Saturday, May 1, 2010

Help! I need oxygen.

Photo 1 – Group shot at Pumori Advanced Base Camp.

Photo 2 – Yours truly at Pumori Advanced Base Camp. Everest is the dark pyramid in the back left side. Nuptse is on the right. Everest Basecamp down below.
Photo 3 – Me trying on the Poisk oxygen mask and the 4 liter (960 liters compressed) oxygen bottle I will use on the summit push. At a 2 liter per minute flow rate (while climbing), one bottle will last for 8 hours. I will have a total of 5 oxygen bottles for my personal use. I will sleep on a ½ liter per minute flow rate. Therefore, one bottle will last for 32 hours. As you can calculate, I have a considerable safety margin built in with my oxygen system.
Another 2 glorious days have passed and I have tried to fill them with fun, time consuming things. Things such as – drinking tea, eating, sudoku, reading books, calling home, walking to and from my tent, making squeaking noises and then hiding from the unsuspecting, small hikes, and laundry. Oh yes. These are the days in which you do not hear about when told of exciting Himalayan adventures. However, these days are necessary. Each day my strength is returning little by little and my appetite is getting bigger (hard to imagine). I am able to mentally focus and, further, keep my mind focused on the looming objective.

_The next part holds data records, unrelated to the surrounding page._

PR #32, opened 2021-08-05
Can we define party by accountability, not ownership?

dmarti:
It is possible for the same "company" that is ultimately owned by the same stockholders to be more than one party for purposes of being accountable for user data.

There are situations where the same company's web properties in different countries do have common ownership, but users in one jurisdiction are party to a EULA with one subsidiary and users in another jurisdiction have a EULA with a different entity.

From a user point of view the top level owner does not matter as much as whatever legal requirements the "party" is subject to for how their data is used.

***
<a href="https://pr-preview.s3.amazonaws.com/w3ctag/privacy-principles/pull/32.html" title="Last updated on Aug 5, 2021, 7:33 PM UTC (b5d6323)">Preview</a> | <a href="https://pr-preview.s3.amazonaws.com/w3ctag/privacy-principles/32/a1c497f...b5d6323.html" title="Last updated on Aug 5, 2021, 7:33 PM UTC (b5d6323)">Diff</a>

### DIFF
--- a/index.html
+++ b/index.html
@@ -346,7 +346,7 @@ intellectual or psychological impairment, or refugees.
 ## The Parties {#parties}
 
 A <dfn>party</dfn> is a [=person=], a legal entity, or a set of legal entities that
-share common owners, common controllers, and a group identity that is readily evident to
+share legal accountability for use of data, common controllers, and a group identity that is readily evident to
 the [=user=] without them needing to consult additional material, typically through
 common branding.
 


sandandsnow:
For discussion: While I like the idea behind this suggestion, i.e. to move away from ownership of companies, closer to the concept of a data controller (via accountability), which is a commonly used term in privacy and data protection frameworks. However, I still see problems with extending the definition of first party to a set of legal entities. Please remind me, what is the reasoning behind having a definition of first party that includes more than one legal entity?

jyasskin:
We discussed this on [Aug 4](https://github.com/w3ctag/privacy-principles/blob/main/meetings/2021-08-04-minutes.md#:~:text=a%20set%20of-,legal,-entities%3F%20Isn%27t%20a), without @dmarti present, and I think we concluded that we could simplify to having a single legal entity. We lost that conclusion in subsequent discussions, but it's probably still correct.

The move to "accountability" is probably right in text that talks about multiple parties, especially multiple first-parties. I see [1 example](https://pr-preview.s3.amazonaws.com/w3ctag/privacy-principles/pull/32.html#dfn-first-parties) of that in the current document?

The jet stream is still parked over Everest at the moment and the team continues to exercise patience. Our entire expedition is focused upon safety first. No need to be a hero. Our wonderful team of Sherpas carried 20 bottles of oxygen and some tents to our high camp on the South Col (26,000’) today. One more load up to the Col and we are 100% staged for the summit push. The Sherpas will then return to base camp and rest up for the magic day. Our weather forecasts continue to be a bit mixed at the moment. Although, Phil, with all of his Himalayan experience, assures us that positive things are happening concerning the jet stream. It is his job to interpret the weather graphs, charts, and satellite imagery we receive twice daily from our trusty weather source. Therefore, we can see a few more days resting at base camp before the final push. Patiently we will wait and go when we feel the time is right, not when other teams may decide to go and push the limits of safety. It does happen.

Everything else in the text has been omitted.